» **TASK**:
Among the entries, find the lines with the string "signal" and copy them.
[Start of Attachment]
PR #1847, opened 2022-10-14
add listxattr/getxattr/setxattr/removexattr on Linux and Android

SteveLauC:
#### What this PR does:
This PR adds `listxattr`, `getxattr`, `setxattr`, `removexattr` and their variants on Linux and Android

```rust
pub fn listxattr<P: ?Sized + NixPath>(path: &P) -> Result<Vec<OsString>>
pub fn llistxattr<P: ?Sized + NixPath>(path: &P) -> Result<Vec<OsString>>
pub fn flistxattr(fd: RawFd) -> Result<Vec<OsString>>

pub fn getxattr<P, S>(path: &P, name: S) -> Result<Vec<u8>>
pub fn lgetxattr<P, S>(path: &P, name: S) -> Result<Vec<u8>>
pub fn fgetxattr<S>(fd: RawFd, name: S) -> Result<Vec<u8>>

pub fn setxattr<P, S, B>(
    path: &P,
    name: S,
    value: B,
    flags: SetxattrFlag,
) -> Result<()>
pub fn lsetxattr<P, S, B>(
    path: &P,
    name: S,
    value: B,
    flags: SetxattrFlag,
) -> Result<()>
pub fn fsetxattr<S, B>(
    fd: RawFd,
    name: S,
    value: B,
    flags: SetxattrFlag,
) -> Result<()>

pub fn removexattr<P, S>(path: &P, name: S) -> Result<()>
pub fn lremovexattr<P, S>(path: &P, name: S) -> Result<()>
pub fn fremovexattr<S>(fd: RawFd, name: S) -> Result<()>
```

#### man pages

* [listxattr man page](https://man7.org/linux/man-pages/man2/listxattr.2.html)
* [getxattr man page](https://man7.org/linux/man-pages/man2/getxattr.2.html)
* [setxattr man page](https://man7.org/linux/man-pages/man2/lsetxattr.2.html)
* [removexattr man page](https://man7.org/linux/man-pages/man2/removexattr.2.html)

#### What about other platforms

`NetBSD`  should also be added in this PR, but [their current `libc` bindings are wrong](https://github.com/rust-lang/libc/pull/2961).

Update: I just found that `NetBSD` has another collection of `xattr` APIs, which is compatible with `FreeBSD`, and the `libc` bindings are added in [libc#1114](https://github.com/rust-lang/libc/pull/1114). Then I prefer to put these two BSD OSes together.

#### Module
These APIs are placed in `sys/xattr.rs`

#### Tests

Tests are placed in `test/sys/test-xattr.rs`. Symbolic link versions of APIs are not covered.

> If they should be covered, I will add them.

```rust
pub fn llistxattr<P: ?Sized + NixPath>(path: &P) -> Result<Vec<OsString>>
pub fn lgetxattr<P, S>(path: &P, name: S) -> Result<Vec<u8>>
pub fn lsetxattr<P, S>(
    path: &P,
    name: S,
    value: B,
    flags: SetxattrFlag,
) -> Result<()>
pub fn lremovexattr<P, S>(path: &P, name: S) -> Result<()>
```

In the tests, temporary directory are created in the current working directory instead of under `/tmp`, this is needed because we need to test `user` EA, `tmpfs` does not support this, see [this answer](https://stackoverflow.com/a/46598063/14092446).

### DIFF
--- a/CHANGELOG.md
+++ b/CHANGELOG.md
@@ -26,6 +26,9 @@ This project adheres to [Semantic Versioning](https://semver.org/).
   ([#1841](https://github.com/nix-rust/nix/pull/1841))
 - Added `eaccess()` on FreeBSD, DragonFly and Linux (glibc and musl).
   ([#1842](https://github.com/nix-rust/nix/pull/1842))
+- Added `listxattr/setxattr/getxattr/removexattr` and their variants on Linux 
+  and Android.
+  ([#1847](https://github.com/nix-rust/nix/pull/1847))
   
 ### Changed
 
--- a/Cargo.toml
+++ b/Cargo.toml
@@ -41,7 +41,7 @@ default = [
   "hostname", "inotify", "ioctl", "kmod", "mman", "mount", "mqueue",
   "net", "personality", "poll", "process", "pthread", "ptrace", "quota",
   "reboot", "resource", "sched", "signal", "socket", "term", "time",
-  "ucontext", "uio", "user", "zerocopy",
+  "ucontext", "uio", "user", "zerocopy", "xattr"
 ]
 
 acct = []
@@ -76,6 +76,7 @@ ucontext = ["signal"]
 uio = []
 user = ["feature"]
 zerocopy = ["fs", "uio"]
+xattr = []
 
 [dev-dependencies]
 assert-impl = "0.1"
--- a/Cargo.toml
+++ b/Cargo.toml
@@ -41,7 +41,7 @@ default = [
   "hostname", "inotify", "ioctl", "kmod", "mman", "mount", "mqueue",
   "net", "personality", "poll", "process", "pthread", "ptrace", "quota",
   "reboot", "resource", "sched", "signal", "socket", "term", "time",
-  "ucontext", "uio", "user", "zerocopy", "xattr"
+  "ucontext", "uio", "user", "xattr", "zerocopy"
 ]
 
 acct = []
@@ -75,8 +75,8 @@ time = []
 ucontext = ["signal"]
 uio = []
 user = ["feature"]
-zerocopy = ["fs", "uio"]
 xattr = []
+zerocopy = ["fs", "uio"]
 
 [dev-dependencies]
 assert-impl = "0.1"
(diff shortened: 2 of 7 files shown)


asomers:
I haven't read the whole PR yet.  But does this have any advantages over the existing xattr crate?

SteveLauC:
> I haven't read the whole PR yet. But does this have any advantages over the existing xattr crate?

Yes, it has some minor advantages, see [Why another crate for EA? Any difference from xattr](https://github.com/SteveLauC/extattr#why-another-crate-for-ea-any-difference-from-xattr).


As you can see, I have made a dedicated crate for this, and have almost all the platforms supported . If you want it to be merged into `nix`, I am happy to contribute. If you don't, feel free to close this PR.

asomers:
> Yes, it has some minor advantages, see [Why another crate for EA? Any difference from xattr](https://github.com/SteveLauC/extattr#why-another-crate-for-ea-any-difference-from-xattr).
> 
> As you can see, I have made a dedicated crate for this, and have almost all the platforms supported. If you want it to be merged into `nix`, I am happy to contribute. If you don't, feel free to close this PR.

And this PR merges the entirety of your extattr crate into Nix?  Are you intending to shut down the other one?

SteveLauC:
> And this PR merges the entirety of your `extattr` crate into `Nix`?

I have no strong view on this, it depends on if `nix` wants it or not. It does not matter whether these bindings exist in `nix` or `extattr` as long as Rust users have such an option. Though I do tend to get this merged into `nix` as `nix` has some great facilities for handling UNIX syscalls.


>  Are you intending to shut down the other one?

If `nix` wants it, I won't shut it down immediately, adding some deprecation messages to let users (if I have) migrate to `nix` would be the option.

asomers:
Ok, but I don't have time to review it now.  Postponing to the next release.

asomers:
I just got back around to reviewing this, because I'm going to make a new release soon.  I looked at your extattr crate, and I like it.  In fact, I think I have another project that could benefit from it.  However, Nix, as you may have noticed, has been getting rather bloated.  And since you've already got this stuff wrapped up in a neatly self-contained crate, I propose that we keep it there rather than merge into Nix.  Do you agree with that?

SteveLauC:
> I just got back around to reviewing this, because I'm going to make a new release soon.

Happy to hear that there will be a new release!

> I propose that we keep it there rather than merge into Nix. Do you agree with that?

Yeah, Nix is indeed some kind of bloated, so i am ok with this proposal, I will close this PR.

PR #2029, opened 2023-04-29
Remove 'static mut' usage in features::os::kernel_version.

### LINKED ISSUE #2028: `kernel_version` can cause a data race when called from multiple threads
In `src/features.rs`, `kernel_version()` is defined as:
```rust
    fn kernel_version() -> Result<usize> {
        static mut KERNEL_VERS: usize = 0;

        unsafe {
            if KERNEL_VERS == 0 {
                KERNEL_VERS = parse_kernel_version()?;
            }

            Ok(KERNEL_VERS)
        }
    }
```

If two threads call this function simultaneously when `KERNEL_VERS` is still `0`, then it will result in a data race. A trivial fix is to replace it with an `AtomicUsize` accessed with `Relaxed`, since the worst case is that a thread performs a redundant `uname()` call.

zachs18:
Resolves #2028 

Note that this is (AFAICT) the first use of `Atomic*` types in `nix` (other than tests). However, this shouldn't be a portability issue, since `nix` is not `#![no_std]`, and (IIUC) [`std` requires](https://doc.rust-lang.org/std/sync/atomic/#portability) at least loads and stores of pointer-sized atomics (i.e. `AtomicUsize`), which is all this PR uses.

### DIFF
--- a/src/features.rs
+++ b/src/features.rs
@@ -6,6 +6,7 @@ mod os {
     use crate::sys::utsname::uname;
     use crate::Result;
     use std::os::unix::ffi::OsStrExt;
+    use std::sync::atomic::{AtomicUsize, Ordering};
 
     // Features:
     // * atomic cloexec on socket: 2.6.27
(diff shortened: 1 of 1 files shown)


zachs18:
(see https://github.com/bytecodealliance/rustix/pull/645 about CI failures)

asomers (approved):
Nice catch.  This function dates all the way back to 2014, which may be before the standard library offered stuff like AtomicUsize and Once.

bors r+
[End of Attachment]
» **WRITTEN REPLY**:
   "reboot", "resource", "sched", "signal", "socket", "term", "time",
@@ -76,6 +76,7 @@ ucontext = ["signal"]
   "reboot", "resource", "sched", "signal", "socket", "term", "time",
 ucontext = ["signal"]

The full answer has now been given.